> [Problem description]:
Using the records that follow, copy every line containing the word "echo".

> [Records shown]:
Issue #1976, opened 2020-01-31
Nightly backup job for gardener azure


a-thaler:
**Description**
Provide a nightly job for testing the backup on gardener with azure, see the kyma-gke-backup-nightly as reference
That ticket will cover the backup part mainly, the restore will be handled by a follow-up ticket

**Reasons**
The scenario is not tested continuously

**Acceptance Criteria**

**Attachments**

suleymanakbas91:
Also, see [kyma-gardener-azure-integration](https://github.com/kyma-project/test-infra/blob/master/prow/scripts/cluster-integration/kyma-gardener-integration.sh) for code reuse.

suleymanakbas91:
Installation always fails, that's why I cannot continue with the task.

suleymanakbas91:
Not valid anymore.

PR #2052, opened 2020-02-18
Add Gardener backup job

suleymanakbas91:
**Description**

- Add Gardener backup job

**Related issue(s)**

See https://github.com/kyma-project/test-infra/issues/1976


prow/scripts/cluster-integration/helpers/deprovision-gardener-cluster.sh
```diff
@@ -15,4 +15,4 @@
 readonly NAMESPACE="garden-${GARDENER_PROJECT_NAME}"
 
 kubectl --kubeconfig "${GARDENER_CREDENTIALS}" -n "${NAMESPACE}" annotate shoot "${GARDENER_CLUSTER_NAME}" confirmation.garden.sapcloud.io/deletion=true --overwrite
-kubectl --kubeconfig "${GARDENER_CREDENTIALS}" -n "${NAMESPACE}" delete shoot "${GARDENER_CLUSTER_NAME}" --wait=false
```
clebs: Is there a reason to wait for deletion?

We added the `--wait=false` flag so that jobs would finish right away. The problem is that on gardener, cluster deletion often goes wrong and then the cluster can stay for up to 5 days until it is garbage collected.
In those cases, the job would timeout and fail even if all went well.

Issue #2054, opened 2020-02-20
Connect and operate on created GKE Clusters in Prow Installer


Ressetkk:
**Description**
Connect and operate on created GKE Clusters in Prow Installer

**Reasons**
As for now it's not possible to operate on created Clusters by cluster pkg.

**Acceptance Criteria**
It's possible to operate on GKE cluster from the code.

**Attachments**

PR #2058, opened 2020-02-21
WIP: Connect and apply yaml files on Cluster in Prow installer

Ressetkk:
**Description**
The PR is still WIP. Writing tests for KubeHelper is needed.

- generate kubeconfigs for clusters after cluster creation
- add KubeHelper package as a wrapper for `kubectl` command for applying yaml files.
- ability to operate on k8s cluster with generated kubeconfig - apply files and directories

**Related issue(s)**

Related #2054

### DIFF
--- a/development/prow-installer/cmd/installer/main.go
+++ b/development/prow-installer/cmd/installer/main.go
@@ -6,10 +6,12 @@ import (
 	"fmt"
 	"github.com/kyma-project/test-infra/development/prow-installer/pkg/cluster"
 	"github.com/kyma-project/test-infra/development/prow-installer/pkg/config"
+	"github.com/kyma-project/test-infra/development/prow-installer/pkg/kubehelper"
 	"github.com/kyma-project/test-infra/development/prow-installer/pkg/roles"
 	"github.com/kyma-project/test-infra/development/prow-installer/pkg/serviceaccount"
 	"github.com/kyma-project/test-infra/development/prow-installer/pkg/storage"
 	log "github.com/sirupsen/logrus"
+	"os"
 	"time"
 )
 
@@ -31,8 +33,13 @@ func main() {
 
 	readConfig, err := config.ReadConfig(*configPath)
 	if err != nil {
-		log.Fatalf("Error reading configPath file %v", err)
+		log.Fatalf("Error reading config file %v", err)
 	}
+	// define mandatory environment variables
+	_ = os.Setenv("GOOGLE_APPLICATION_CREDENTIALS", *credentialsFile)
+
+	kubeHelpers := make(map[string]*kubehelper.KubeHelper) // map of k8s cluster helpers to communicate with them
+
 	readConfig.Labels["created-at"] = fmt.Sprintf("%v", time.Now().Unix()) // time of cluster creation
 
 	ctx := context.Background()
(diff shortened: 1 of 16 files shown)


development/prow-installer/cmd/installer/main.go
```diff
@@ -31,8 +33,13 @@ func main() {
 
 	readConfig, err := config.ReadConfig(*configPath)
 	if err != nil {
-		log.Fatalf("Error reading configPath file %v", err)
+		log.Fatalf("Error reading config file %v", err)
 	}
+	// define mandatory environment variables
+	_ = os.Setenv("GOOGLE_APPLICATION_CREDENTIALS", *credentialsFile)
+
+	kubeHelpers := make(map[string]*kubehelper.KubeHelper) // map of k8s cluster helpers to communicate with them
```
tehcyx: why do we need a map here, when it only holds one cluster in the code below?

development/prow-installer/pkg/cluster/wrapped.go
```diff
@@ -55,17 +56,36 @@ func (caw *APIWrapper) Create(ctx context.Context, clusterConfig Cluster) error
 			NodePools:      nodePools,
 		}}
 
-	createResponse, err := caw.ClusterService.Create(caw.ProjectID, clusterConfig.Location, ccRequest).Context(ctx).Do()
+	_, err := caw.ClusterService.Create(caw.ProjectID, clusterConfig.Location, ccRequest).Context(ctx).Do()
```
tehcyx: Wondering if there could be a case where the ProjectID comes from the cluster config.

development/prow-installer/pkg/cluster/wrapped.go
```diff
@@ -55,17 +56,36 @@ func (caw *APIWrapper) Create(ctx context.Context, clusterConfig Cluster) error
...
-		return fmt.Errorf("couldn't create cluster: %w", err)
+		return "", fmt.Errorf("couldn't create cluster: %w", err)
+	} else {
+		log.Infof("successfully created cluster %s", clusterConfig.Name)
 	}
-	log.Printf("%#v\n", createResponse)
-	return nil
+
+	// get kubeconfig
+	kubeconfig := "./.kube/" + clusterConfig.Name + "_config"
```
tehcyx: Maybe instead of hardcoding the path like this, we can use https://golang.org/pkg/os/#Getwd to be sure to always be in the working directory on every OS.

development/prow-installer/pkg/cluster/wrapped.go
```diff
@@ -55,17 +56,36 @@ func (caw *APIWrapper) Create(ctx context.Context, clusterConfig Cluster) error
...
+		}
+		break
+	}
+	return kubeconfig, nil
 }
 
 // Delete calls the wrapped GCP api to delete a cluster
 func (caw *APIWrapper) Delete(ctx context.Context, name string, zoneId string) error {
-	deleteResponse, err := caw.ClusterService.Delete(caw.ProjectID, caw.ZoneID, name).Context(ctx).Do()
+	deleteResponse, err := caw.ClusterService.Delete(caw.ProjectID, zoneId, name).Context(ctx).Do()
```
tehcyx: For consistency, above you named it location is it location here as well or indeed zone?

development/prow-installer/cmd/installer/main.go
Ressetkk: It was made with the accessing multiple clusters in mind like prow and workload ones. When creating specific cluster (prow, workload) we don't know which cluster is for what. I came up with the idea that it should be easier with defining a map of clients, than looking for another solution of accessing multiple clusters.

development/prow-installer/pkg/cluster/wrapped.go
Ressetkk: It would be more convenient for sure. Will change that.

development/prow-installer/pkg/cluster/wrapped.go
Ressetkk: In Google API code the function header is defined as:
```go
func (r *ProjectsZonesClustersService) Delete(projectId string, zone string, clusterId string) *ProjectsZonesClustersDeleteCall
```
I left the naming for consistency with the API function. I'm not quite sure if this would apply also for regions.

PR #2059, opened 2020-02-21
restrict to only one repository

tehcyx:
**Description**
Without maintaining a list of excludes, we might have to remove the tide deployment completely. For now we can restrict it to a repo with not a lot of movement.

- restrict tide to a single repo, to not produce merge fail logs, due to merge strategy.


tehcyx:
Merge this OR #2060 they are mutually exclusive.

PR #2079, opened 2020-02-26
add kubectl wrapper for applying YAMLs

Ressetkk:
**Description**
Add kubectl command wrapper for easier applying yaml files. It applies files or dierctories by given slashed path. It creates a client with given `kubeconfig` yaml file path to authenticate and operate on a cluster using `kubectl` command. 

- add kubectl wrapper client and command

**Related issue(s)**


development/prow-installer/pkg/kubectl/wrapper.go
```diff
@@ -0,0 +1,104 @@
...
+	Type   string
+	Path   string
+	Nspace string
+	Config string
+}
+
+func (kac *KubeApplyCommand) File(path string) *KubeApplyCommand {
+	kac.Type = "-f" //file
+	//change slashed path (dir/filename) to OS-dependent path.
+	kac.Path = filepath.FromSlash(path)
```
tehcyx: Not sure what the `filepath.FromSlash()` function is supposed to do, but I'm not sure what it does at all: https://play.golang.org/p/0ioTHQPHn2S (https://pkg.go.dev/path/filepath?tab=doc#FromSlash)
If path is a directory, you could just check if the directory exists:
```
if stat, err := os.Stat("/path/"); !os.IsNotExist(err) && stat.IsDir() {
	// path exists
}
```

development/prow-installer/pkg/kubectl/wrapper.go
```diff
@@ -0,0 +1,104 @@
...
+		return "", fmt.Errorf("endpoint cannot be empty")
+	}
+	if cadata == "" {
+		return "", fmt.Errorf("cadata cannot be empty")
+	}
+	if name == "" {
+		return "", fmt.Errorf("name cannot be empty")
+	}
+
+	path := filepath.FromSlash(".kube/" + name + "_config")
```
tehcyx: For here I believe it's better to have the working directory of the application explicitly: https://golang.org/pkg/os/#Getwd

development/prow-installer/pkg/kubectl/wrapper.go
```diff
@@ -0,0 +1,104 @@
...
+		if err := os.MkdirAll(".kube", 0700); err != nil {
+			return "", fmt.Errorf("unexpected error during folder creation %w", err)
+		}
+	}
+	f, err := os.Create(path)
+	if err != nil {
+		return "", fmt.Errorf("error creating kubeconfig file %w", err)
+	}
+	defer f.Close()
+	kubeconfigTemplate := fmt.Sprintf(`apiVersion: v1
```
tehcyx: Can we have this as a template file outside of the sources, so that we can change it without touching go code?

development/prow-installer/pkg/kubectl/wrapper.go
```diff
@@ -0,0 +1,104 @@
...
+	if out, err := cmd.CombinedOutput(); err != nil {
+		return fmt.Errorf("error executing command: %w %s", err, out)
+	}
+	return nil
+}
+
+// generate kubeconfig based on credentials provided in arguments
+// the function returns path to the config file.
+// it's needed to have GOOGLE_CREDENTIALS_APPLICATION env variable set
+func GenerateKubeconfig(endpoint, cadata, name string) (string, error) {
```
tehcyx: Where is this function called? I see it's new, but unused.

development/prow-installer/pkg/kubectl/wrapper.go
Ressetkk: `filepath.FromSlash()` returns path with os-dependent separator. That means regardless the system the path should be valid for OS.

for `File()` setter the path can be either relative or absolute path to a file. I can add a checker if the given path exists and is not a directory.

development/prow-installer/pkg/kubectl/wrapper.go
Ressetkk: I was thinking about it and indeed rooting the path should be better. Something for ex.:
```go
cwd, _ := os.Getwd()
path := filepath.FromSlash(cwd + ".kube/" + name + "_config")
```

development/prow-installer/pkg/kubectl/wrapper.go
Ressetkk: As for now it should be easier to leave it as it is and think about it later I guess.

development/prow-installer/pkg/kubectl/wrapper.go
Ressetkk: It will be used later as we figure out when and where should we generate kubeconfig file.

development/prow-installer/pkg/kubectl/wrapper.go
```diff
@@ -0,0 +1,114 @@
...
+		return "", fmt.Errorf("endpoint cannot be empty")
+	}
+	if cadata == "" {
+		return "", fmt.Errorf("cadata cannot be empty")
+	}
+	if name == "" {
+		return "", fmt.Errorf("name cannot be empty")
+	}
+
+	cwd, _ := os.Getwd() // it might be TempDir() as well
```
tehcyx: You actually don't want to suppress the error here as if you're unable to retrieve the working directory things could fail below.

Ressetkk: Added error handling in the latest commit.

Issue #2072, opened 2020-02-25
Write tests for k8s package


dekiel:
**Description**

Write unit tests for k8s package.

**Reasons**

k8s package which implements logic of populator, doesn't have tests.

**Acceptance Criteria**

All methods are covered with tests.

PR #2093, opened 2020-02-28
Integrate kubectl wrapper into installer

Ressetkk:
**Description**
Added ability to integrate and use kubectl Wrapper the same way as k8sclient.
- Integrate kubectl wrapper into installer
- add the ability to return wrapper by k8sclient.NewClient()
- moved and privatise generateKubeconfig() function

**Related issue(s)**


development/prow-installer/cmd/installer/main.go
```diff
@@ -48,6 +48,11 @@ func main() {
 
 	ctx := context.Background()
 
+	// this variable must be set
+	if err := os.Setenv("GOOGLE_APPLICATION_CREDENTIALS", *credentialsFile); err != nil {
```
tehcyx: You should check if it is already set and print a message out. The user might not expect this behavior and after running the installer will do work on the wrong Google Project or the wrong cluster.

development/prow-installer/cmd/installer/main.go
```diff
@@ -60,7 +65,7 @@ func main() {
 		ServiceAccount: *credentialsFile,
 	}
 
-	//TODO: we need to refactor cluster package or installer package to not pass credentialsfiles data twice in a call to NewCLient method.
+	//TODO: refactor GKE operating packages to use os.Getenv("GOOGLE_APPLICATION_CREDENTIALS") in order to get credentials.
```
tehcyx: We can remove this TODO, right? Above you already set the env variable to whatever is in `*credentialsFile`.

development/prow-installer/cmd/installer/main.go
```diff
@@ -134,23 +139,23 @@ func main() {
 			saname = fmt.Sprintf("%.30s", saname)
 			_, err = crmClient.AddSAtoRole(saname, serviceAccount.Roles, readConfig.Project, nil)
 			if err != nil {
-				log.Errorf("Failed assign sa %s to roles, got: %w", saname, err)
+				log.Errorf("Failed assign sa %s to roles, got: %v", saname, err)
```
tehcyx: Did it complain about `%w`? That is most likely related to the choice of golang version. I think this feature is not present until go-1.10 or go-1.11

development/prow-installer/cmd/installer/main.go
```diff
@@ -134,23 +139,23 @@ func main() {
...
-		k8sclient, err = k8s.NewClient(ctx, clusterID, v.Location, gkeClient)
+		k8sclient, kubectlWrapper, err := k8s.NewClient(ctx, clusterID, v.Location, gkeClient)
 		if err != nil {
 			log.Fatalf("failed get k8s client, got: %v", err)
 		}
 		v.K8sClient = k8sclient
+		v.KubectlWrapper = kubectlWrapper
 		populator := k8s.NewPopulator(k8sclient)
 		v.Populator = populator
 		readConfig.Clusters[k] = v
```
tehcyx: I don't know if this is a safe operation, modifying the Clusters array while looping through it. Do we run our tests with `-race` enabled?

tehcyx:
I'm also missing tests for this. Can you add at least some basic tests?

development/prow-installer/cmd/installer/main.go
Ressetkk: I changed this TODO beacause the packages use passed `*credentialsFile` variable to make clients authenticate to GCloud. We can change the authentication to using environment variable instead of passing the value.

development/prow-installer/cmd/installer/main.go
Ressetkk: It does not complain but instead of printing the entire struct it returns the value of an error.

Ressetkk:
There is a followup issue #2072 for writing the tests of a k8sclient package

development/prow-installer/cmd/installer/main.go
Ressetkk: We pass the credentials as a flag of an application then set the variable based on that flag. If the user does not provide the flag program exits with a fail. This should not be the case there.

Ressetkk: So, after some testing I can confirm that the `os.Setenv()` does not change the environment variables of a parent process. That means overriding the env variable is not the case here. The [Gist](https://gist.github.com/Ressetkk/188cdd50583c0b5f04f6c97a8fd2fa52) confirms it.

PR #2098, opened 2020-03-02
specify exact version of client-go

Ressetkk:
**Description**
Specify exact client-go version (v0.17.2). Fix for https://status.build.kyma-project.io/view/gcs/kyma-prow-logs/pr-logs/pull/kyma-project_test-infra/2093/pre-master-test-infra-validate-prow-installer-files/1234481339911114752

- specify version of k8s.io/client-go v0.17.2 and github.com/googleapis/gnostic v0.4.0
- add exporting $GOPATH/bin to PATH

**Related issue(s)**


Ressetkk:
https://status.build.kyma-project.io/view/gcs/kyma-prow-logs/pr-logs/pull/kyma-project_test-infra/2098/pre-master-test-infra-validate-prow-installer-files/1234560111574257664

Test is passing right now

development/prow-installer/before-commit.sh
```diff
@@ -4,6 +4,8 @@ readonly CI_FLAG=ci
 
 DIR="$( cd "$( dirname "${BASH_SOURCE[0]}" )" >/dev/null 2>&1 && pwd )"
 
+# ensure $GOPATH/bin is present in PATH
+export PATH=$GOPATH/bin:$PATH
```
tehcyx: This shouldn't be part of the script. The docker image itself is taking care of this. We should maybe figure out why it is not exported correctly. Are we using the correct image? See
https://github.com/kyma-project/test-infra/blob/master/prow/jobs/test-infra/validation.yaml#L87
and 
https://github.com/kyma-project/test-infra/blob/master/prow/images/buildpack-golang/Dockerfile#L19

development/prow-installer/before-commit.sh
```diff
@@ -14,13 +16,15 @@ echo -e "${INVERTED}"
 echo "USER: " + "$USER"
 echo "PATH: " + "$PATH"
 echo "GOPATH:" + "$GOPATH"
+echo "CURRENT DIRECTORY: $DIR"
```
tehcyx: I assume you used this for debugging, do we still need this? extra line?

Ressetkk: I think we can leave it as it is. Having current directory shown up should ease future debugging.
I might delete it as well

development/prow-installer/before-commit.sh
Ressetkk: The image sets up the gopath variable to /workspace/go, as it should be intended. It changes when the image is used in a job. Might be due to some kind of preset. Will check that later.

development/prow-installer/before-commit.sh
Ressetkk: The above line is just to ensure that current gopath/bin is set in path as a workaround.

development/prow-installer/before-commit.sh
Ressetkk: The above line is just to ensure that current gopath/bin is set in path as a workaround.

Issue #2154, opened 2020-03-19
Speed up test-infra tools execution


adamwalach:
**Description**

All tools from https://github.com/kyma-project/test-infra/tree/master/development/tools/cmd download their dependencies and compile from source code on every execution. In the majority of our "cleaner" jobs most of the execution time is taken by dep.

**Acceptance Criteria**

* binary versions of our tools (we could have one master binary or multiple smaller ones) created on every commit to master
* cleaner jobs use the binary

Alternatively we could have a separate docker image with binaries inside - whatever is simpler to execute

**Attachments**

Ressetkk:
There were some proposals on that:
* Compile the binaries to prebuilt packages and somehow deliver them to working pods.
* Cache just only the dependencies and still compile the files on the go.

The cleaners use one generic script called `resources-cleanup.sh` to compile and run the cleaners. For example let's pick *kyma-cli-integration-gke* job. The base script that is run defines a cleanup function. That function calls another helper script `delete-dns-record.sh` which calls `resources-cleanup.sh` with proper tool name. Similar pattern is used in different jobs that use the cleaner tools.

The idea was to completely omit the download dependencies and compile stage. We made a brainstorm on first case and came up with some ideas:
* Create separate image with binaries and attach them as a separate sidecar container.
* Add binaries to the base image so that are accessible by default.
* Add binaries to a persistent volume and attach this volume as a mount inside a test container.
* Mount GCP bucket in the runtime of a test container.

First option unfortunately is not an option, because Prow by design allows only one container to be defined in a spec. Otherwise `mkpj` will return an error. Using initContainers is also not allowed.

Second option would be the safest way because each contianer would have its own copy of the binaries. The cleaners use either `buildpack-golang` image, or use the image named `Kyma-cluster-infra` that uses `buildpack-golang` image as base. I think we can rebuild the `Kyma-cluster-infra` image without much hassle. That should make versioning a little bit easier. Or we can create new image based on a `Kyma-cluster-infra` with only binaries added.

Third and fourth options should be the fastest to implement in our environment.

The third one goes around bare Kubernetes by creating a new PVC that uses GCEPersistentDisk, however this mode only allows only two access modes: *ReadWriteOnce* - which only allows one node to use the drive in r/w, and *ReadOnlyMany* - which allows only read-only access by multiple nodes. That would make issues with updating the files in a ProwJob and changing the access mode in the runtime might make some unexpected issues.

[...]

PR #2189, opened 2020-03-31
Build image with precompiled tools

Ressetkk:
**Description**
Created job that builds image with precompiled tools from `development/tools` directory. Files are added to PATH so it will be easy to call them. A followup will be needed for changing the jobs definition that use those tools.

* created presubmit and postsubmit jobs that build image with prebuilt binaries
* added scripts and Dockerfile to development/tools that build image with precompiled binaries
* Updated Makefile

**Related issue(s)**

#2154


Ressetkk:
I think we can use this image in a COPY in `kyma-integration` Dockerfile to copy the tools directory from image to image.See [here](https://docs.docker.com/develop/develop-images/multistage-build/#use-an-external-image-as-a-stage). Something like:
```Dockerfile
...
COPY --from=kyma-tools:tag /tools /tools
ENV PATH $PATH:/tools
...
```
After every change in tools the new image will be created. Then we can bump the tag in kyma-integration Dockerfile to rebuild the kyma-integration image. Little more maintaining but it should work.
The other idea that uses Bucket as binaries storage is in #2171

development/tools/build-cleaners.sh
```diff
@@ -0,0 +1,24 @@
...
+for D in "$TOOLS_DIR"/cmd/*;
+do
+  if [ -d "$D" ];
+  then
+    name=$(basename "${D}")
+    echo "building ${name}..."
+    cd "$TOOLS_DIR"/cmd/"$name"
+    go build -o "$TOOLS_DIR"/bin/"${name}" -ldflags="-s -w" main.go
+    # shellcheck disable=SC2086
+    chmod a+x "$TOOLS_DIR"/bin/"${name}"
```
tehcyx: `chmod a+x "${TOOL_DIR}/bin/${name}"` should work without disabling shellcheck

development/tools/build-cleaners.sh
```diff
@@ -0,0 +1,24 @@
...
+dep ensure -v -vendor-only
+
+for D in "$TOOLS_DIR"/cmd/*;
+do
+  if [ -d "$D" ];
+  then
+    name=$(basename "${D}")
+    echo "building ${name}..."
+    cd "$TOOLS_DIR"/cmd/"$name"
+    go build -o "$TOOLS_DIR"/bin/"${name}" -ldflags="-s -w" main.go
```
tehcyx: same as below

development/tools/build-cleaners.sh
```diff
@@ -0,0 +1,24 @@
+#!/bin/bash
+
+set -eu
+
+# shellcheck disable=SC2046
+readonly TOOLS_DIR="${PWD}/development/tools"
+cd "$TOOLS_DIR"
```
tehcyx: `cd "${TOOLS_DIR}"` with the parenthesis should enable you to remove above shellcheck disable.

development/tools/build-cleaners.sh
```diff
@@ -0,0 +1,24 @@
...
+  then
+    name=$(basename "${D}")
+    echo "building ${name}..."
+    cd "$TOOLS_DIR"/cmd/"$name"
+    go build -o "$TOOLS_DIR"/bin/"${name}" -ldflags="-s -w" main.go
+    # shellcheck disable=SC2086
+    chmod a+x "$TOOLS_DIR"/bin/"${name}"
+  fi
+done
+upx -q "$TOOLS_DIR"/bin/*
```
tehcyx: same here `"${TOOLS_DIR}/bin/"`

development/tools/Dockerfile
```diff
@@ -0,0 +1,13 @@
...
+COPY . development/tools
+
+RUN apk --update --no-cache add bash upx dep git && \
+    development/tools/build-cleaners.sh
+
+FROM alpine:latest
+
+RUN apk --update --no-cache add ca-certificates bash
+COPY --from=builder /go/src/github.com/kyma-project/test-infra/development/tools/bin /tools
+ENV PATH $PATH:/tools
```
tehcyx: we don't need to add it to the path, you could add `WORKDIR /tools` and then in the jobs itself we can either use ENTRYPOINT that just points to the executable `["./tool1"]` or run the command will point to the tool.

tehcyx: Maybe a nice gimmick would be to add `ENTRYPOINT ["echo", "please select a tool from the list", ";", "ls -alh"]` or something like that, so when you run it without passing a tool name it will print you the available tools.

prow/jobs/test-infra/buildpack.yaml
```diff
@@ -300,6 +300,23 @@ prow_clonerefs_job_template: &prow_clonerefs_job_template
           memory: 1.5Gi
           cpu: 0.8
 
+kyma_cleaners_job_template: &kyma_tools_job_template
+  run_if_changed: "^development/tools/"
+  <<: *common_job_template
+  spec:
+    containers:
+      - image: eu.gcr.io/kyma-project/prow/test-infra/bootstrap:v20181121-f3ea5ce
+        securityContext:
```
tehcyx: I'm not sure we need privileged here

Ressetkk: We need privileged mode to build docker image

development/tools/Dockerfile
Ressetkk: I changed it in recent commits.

> [Answer space]:
@@ -14,13 +16,15 @@ echo -e "${INVERTED}"
 echo "USER: " + "$USER"
 echo "PATH: " + "$PATH"
 echo "GOPATH:" + "$GOPATH"
+echo "CURRENT DIRECTORY: $DIR"
+    echo "building ${name}..."
+    echo "building ${name}..."
+    echo "building ${name}..."
tehcyx: Maybe a nice gimmick would be to add `ENTRYPOINT ["echo", "please select a tool from the list", ";", "ls -alh"]` or something like that, so when you run it without passing a tool name it will print you the available tools.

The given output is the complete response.